Mimpi Buruk Emiten Berstatus HSC
:
0
Ilustrasi Saham dengan Kepemilikan Terkonsentrasi Tinggi (HSC). Foto:AI/EmitenNews
EmitenNews.com - Bursa Efek Indonesia (BEI) melakukan penyesuaian kriteria evaluasi indeks IDX30, LQ45, dan IDX80. Itu dilakukan supaya indeks lebih merepresentasikan dinamika pasar. Penyesuaian dilakukan bersandar pada sejumlah ketentuan.
Penyesuaian tersebut akan berlaku pada evaluasi mayor April 2026, dan efektif pada hari bursa pertama bulan Mei 2026. Tepatnya, pada Senin, 4 Mei 2026. Berdasar hasil penyesuaian itu, maka kriteria universe untuk indeks IDX80 menjadi enam lapis dari sebelumnya hanya lima kriteria.
Pertama, saham-saham konstituen Indeks Harga Saham Gabungan (IHSG) yang sudah tercatat lebih dari 6 bulan.
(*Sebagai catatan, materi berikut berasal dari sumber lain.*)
PR #1070, opened 2017-03-30
Add save and continue to summary page

### LINKED ISSUE #1004: TImeout: 'Save and Sign out' button is not working on the summary screens where we don't have 'Save and complete' later link
### Expected behaviour
Must be able to click save and Signout on the timeout pop up.

### Actual behaviour
Save and Signout button does not do anything when the respondent is on a page where there is no 'Save and complete' later link

Launch a survey which has a summary screen
fill the survey and navigate to summary page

Kedua 150 saham berdasarkan nilai transaksi di pasar reguler tertinggi selama 12 bulan terakhir. Ketiga, memenuhi batasan minimum kapitalisasi pasar free float yang ditentukan oleh BEI. Keempat, paling banyak 1 hari tidak ditransaksikan dalam 6 bulan terakhir.
Kelima, memiliki minimum rasio free float sebesar 10 persen atau sesuai ketentuan pemenuhan free float dalam Peraturan I-A (mana lebih tinggi). Dan, tambahan teranyar tidak masuk dalam data kepemilikan saham atas perusahaan tercatat yang terkonsentrasi pada sejumlah kecil pemegangsaham alias High Shareholding Concentration (HSC).
Acuan rasio free float mengikuti ketentuan Peraturan Nomor I-A pada tanggal 31 Maret 2026 dan Surat Edaran Nomor SE- 00004/BEI/03-2026. Nah, tambahan bebas HSC tentu menjadi mimpi buruk bagi sejumlah perusahaan tercatat. Tersebab ada 9 emiten telah menyandang label, status, dan bertato HSC dipastikan tidak bakal bisa masuk indeks IDX30, LQ45, dan IDX80.
Berdasar data Bursa Efek Indonesia per 31 Maret 2026, sembilan perusahaan tercatat berstatus HSC. Yaitu, Lima Dua Lima Tiga (LUCY) sebesar 95,47 persen, Ifishdeco (IFSH) sebesar 99,77 persen, Barito Renewables Energy (BREN) sebesar 97,31 persen, Dian Swastatika Sentosa (DSSA) sebesar 95,76 persen.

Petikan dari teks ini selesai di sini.